Another Langer Heinrich stake for sale
Paladin Energy is looking to sell another stake in its Langer Heinrich mine numerous publications have stated this week. Paladin is expected to sell 24% of its stake as well as 75% of its Australian operated Manyingee mine in the hopes of raising US$200 million catered towards expansion.
The sale will bolster Paladin’s kitty by an expected US$175 million according to a statement Paladin released this week, “Paladin currently owns 75% of LHM and has signed a non-binding terms sheet with a major participant in the global nuclear power industry to sell it a 24% interest in LHM. If it proceeds on its current terms, the sale is expected to raise US$175 million cash for the Company and be accompanied by long-term arrangements for uranium off-take. The parties are using their best endeavours to prepare definitive documentation for formal execution, including: sale and purchase agreement; shareholders agreement; and documentation for the uranium off-take arrangements”.

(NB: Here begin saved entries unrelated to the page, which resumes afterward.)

PR #341, opened 2023-08-08
feat: new output package

glimberea:

Adds 2 new packages, one for output generation and the other for JSON to table/text conversion.

## Checklist

- [x] Tests added or updated
- [ ] Documentation updated
- [ ] Sonar Cloud Scan
- [ ] Jira task updated


pkg/json2table/json2table_unit_test.go
```diff
@@ -0,0 +1,128 @@
+//go:build unit
+// +build unit
```
avirtopeanu-ionos, line 2: we don't need annotations for unit tests, only for integration tests.

Also, the file name can be just `json2table_test.go`

However I have no problem with keeping these if you think they are useful

pkg/json2table/json2table_unit_test.go
```diff
@@ -0,0 +1,128 @@
...
+		return false
+	}
+
+	m2, err := json.Marshal(mapSlice2)
+	if err != nil {
+		return false
+	}
+
+	return string(m1) == string(m2)
+}
```
avirtopeanu-ionos, line 128: I'm scared of this func - why not use `assert.Equal` directly, or `reflect.DeepEqual`?

You're marshalling an unordered collection (a map) into a serialized string comparing them. which MIGHT be problematic, I'm not sure if this might introduce any problems or not

avirtopeanu-ionos: or if you really want to compare them in a separate func, maybe compare them key by key ?

pkg/json2table/json2table_unit_test.go
```diff
@@ -0,0 +1,128 @@
...
+			"int32":  testInt32,
+			"string": testStr,
+		},
+	}
+)
+
+func TestConvertJSONToText(t *testing.T) {
+	t.Run("Convert JSON to TEXT with basic struct", testConvertJSONToTextWithBasicStruct)
+	t.Run("Convert JSON to TEXT with complex struct", testConvertJSONToTextWithComplexStruct)
+	t.Run("Convert JSON to TEXT with inner basic structs", testConvertJSONToTextWithInnerBasicStructs)
```
avirtopeanu-ionos, line 95: would be nice to have some negative test cases too, to test if it fails gracefully, e.g:
-  malformed json
- paths to unexpected types (e.g. path to an expected array is actually just a string) and vice versa 
- empty inputs (json / paths)

pkg/jsontabwriter/jsontabwriter.go
```diff
@@ -0,0 +1,161 @@
...
+		}
+	}
+
+	var buff = new(bytes.Buffer)
+	var w = new(tabwriter.Writer)
+	w.Init(buff, 5, 0, 3, ' ', tabwriter.StripEscape)
+
+	if !viper.IsSet(constants.ArgNoHeaders) {
+		if _, err = fmt.Fprintln(w, strings.Join(cols, "\t")); err != nil {
+			return "", nil
```
avirtopeanu-ionos, line 74: This should probably return an error

```suggestion
			return "", fmt.Errorf("failed writing columns: %w", err)
```

pkg/jsontabwriter/jsontabwriter.go
```diff
@@ -0,0 +1,161 @@
...
+	if outputFormat == "json" {
+		return generateJSONOutput(obj)
+	}
+
+	if outputFormat == "text" {
+		return generateTextOutput("", convertedObj, nil, cols, true)
+	}
+
+	return "", fmt.Errorf(outputFormatErr, outputFormat)
+}
```
avirtopeanu-ionos, line 44: funcs are redundant - they share too much functionality

we should probably create a new private func, which both of these funcs should use

pkg/jsontabwriter/jsontabwriter.go
```diff
@@ -0,0 +1,161 @@
...
+			return "", err
+		}
+	}
+
+	if err = w.Flush(); err != nil {
+		return "", err
+	}
+
+	return buff.String(), nil
+}
```
avirtopeanu-ionos, line 90: 1. Using booleans as argument is really hard to read e.g what does `foo("bar", true)` do differently vs `foo("bar", false)`? I would consider using a separate function, or a Go Option for generating without conversion
2. This func does too much and should probably be split into multiple helper, private funcs

```suggestion
func generateTextOutputWithConversion(rootPath string, obj interface{}, jsonPaths map[string]string, cols []string) (string, error) {
	table, err := convertToTable(rootPath, jsonPaths, obj)
	if err != nil {
		return "", err
	}
	return writeTableToText(table, cols), nil
}

func generateTextOutputWithoutConversion(convertedObj []map[string]interface{}, cols []string) (string, error) {
	return writeTableToText(convertedObj, cols), nil
}

func convertToTable(rootPath string, jsonPaths map[string]string, obj interface{}) ([]map[string]interface{}, error) {
	return json2table.ConvertJSONToTable(rootPath, jsonPaths, obj)
}

func writeTableToText(table []map[string]interface{}, cols []string) string {
	var buff = new(bytes.Buffer)
	var w = new(tabwriter.Writer)
	w.Init(buff, 5, 0, 3, ' ', tabwriter.StripEscape)

	if !viper.IsSet(constants.ArgNoHeaders) {
		fmt.Fprintln(w, strings.Join(cols, "\t"))
	}

	for _, t := range table {
		format, values := convertTableToText(cols, t)
		fmt.Fprintf(w, format+"\n", values...)
	}

	w.Flush()
	return buff.String()
}
```

pkg/jsontabwriter/jsontabwriter.go
```diff
@@ -124,6 +78,48 @@ func GenerateRawOutput(a interface{}) string {
...
+	if err != nil {
+		return "", fmt.Errorf("failed converting object to table using %+v: %w", jsonPaths, err)
+	}
+
+	return writeTableToText(table, cols), nil
+}
+
+func generateTextOutputFromTable(table []map[string]interface{}, cols []string) (string, error) {
+	return writeTableToText(table, cols), nil
+}
```
avirtopeanu-ionos, line 101: this is very nice :100:

pkg/json2table/json2table.go
```diff
@@ -0,0 +1,89 @@
...
+	needsFlatten := true
+	for _, child := range tempChildren {
+		switch child.Data().(type) {
+		case []interface{}:
+			children = append(children, child.Children()...)
+		default:
+			needsFlatten = false
+		}
+
+		if !needsFlatten {
```
cristiGuranIonos, line 82: can't this part be inside the default case?

pkg/jsontabwriter/jsontabwriter.go
```diff
@@ -0,0 +1,204 @@
...
+
+func GenerateOutputPreconverted(obj interface{}, convertedObj []map[string]interface{}, cols []string) (string, error) {
+	if viper.IsSet(constants.ArgQuiet) {
+		return "", nil
+	}
+
+	outputFormat := viper.GetString(constants.ArgOutput)
+
+	if outputFormat == "json" {
```
cristiGuranIonos, line 50: JSONFormat?

pkg/jsontabwriter/jsontabwriter.go
```diff
@@ -0,0 +1,204 @@
...
+}
+
+func GenerateRawOutput(a interface{}) string {
+	if viper.IsSet(constants.ArgQuiet) {
+		return ""
+	}
+
+	outputFormat := viper.GetString(constants.ArgOutput)
+
+	if outputFormat == "json" {
```
cristiGuranIonos, line 88: JSONFormat

pkg/json2table/json2table.go
```diff
@@ -0,0 +1,89 @@
...
+import (
+	"encoding/json"
+	"fmt"
+
+	"github.com/Jeffail/gabs/v2"
+)
+
+func ConvertJSONToTable(rootPath string, jsonPaths map[string]string, rootObj interface{}) ([]map[string]interface{}, error) {
+	if rootObj == nil {
+		return nil, fmt.Errorf("object provided cannot be nil")
```
avirtopeanu-ionos, line 12:
```suggestion
		return nil, fmt.Errorf("provided object cannot be nil")
```

pkg/json2table/json2table.go
glimberea: I'm afraid not, because I want to break out of the loop. If I add the break inside the switch, it will be registered as a break between switch cases.

cristiGuranIonos: can't it be changed to an if statement?

pkg/json2table/json2table.go
```diff
@@ -0,0 +1,89 @@
+package json2table
+
+import (
+	"encoding/json"
+	"fmt"
+
+	"github.com/Jeffail/gabs/v2"
+)
+
+func ConvertJSONToTable(rootPath string, jsonPaths map[string]string, rootObj interface{}) ([]map[string]interface{}, error) {
```
avirtopeanu-ionos, line 10: Can you add some comments, detailing what each variable should be? Also it would be nice to have more descriptive argument names. For example `rootObj` -> `jsonOrStructObject`/`sourceData`, `rootPath` -> `jsonPathsStartingPoint`/`jsonPathsPrefix`/`rootLocator`

avirtopeanu-ionos:
```suggestion
// ConvertJSONToTable extracts data from a JSON or struct object using specified paths.
//
// jsonPathsPrefix: Points to a specific location in the JSON or struct object from where 
// extraction should begin. If left empty, extraction will start from the root of the object.
//
// columnPathMapping: A map where each key represents the desired column name in the output 
// table, and each value represents a gabs path to extract the data within the given JSON or struct.
//
// sourceData: JSON or struct from which data extraction should take place.
//
// Returns a slice of maps. Each map represents a row in the table, with each key-value 
// pair in the map being equivalent to a column name and its value.
```

pkg/json2table/json2table.go
```diff
@@ -0,0 +1,89 @@
...
+			needsFlatten = false
+		}
+
+		if !needsFlatten {
+			children = tempChildren
+			break
+		}
+	}
+
+	return children, nil
```
avirtopeanu-ionos, line 88:
```suggestion
var children []*gabs.Container

for _, child := range tempChildren {
	switch child.Data().(type) {
	case []interface{}:
		children = append(children, child.Children()...)
	default:
		return tempChildren, nil
	}
}

return children, nil
```

pkg/jsontabwriter/jsontabwriter.go
```diff
@@ -0,0 +1,204 @@
...
+		field := table[col]
+		formats = append(formats, "%v")
+
+		if field == nil {
+			values = append(values, "")
+
+			continue
+		}
+
+		switch field.(type) {
```
avirtopeanu-ionos, line 162: (nitpicking) 

You can reduce the repetition of the types here by doing `switch fieldType := field.(type) {`

This would mean you would have less type casts. But the current version is fine too.

pkg/jsontabwriter/jsontabwriter.go
```diff
@@ -0,0 +1,204 @@
...
+func generateTextOutputFromJSON(rootPath string, obj interface{}, jsonPaths map[string]string, cols []string) (string, error) {
+	table, err := json2table.ConvertJSONToTable(rootPath, jsonPaths, obj)
+	if err != nil {
+		return "", fmt.Errorf("failed converting object to table using %+v: %w", jsonPaths, err)
+	}
+
+	return writeTableToText(table, cols), nil
+}
+
+func generateTextOutputFromTable(table []map[string]interface{}, cols []string) (string, error) {
```
avirtopeanu-ionos, line 122: it looks like this func never returns an error. Why not use `writeTableToText` directly though?

pkg/json2table/json2table.go
avirtopeanu-ionos: See my suggestion at https://github.com/ionos-cloud/ionosctl/pull/341#discussion_r1332769444 maybe? Won't that work?

glimberea: It can be replaced with an if statement, so I'll be doing that, combined with the direct return from https://github.com/ionos-cloud/ionosctl/pull/341#discussion_r1332769444. Thanks for the idea

pkg/jsontabwriter/jsontabwriter.go
glimberea: tbh, I don't remember, but I will change it :))))

pkg/jsontabwriter/jsontabwriter.go
```diff
@@ -0,0 +1,204 @@
...
+func GenerateRawOutput(a interface{}) string {
+	if viper.IsSet(constants.ArgQuiet) {
+		return ""
+	}
+
+	outputFormat := viper.GetString(constants.ArgOutput)
+
+	if outputFormat == "json" {
+		out, err := generateJSONOutput(a)
+		if err != nil {
```
cristiGuranIonos, line 90: if err != nil, generateJSONOutput returns "". So in this case, just return out if we don't care about the error? Maybe comment why we don't care about the error.

pkg/jsontabwriter/jsontabwriter.go
```diff
@@ -0,0 +1,204 @@
...
+		format, values := convertTableToText(updatedCols, t)
+		fmt.Fprintf(w, format+"\n", values...)
+	}
+
+	w.Flush()
+
+	return buff.String()
+}
+
+func convertTableToText(cols []string, table map[string]interface{}) (format string, values []interface{}) {
```
cristiGuranIonos, line 148: should this be formats?

avirtopeanu-ionos (approved):
Looks fantastic!!! :100: :100:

Added the mining group, “Paladin is working towards a formal close of the transaction in fourth quarter of 2016 calendar year. Other than as set out in this announcement, the other key terms of this proposed transaction remain confidential, including the identity of the counter-party. Further announcements will be made, as appropriate, including the identity of the counter-party. On completion of the transaction, Paladin will continue to hold 51% of Langer Heinrich Mine and be the operator”.
In 2014, Paladin sold a 25% stake to China National Nuclear Corporation. It said in a statement at the time, “Paladin is pleased to advise that it signed an agreement on 18 January 2014 to sell a 25% joint-venture equity stake in its flagship Langer Heinrich uranium mining operation in Namibia to China Uranium Corporation Limited, a wholly owned subsidiary of China National Nuclear Corporation, the leading Chinese nuclear utility, for consideration of US$190 million.
The off-take component of the agreement will allow CNNC to purchase its pro-rata share of product at the prevailing market spot price. There is also an opportunity for Paladin to benefit by securing additional long term off-take arrangements with CNNC, at arm’s length market rates, from Paladin’s share of Langer Heinrich production.
Paladin said, “the respective Boards of Paladin and CNNC have approved the transaction. Completion is subject only to certain Chinese regulatory approvals (including the National Development and Reform Commission), which are expected to be obtained by mid-2014, and routine consents for the transaction from Paladin’s project financiers and the Bank of Namibia. CNNC has agreed to pay a US$20 million non-refundable deposit to Paladin”.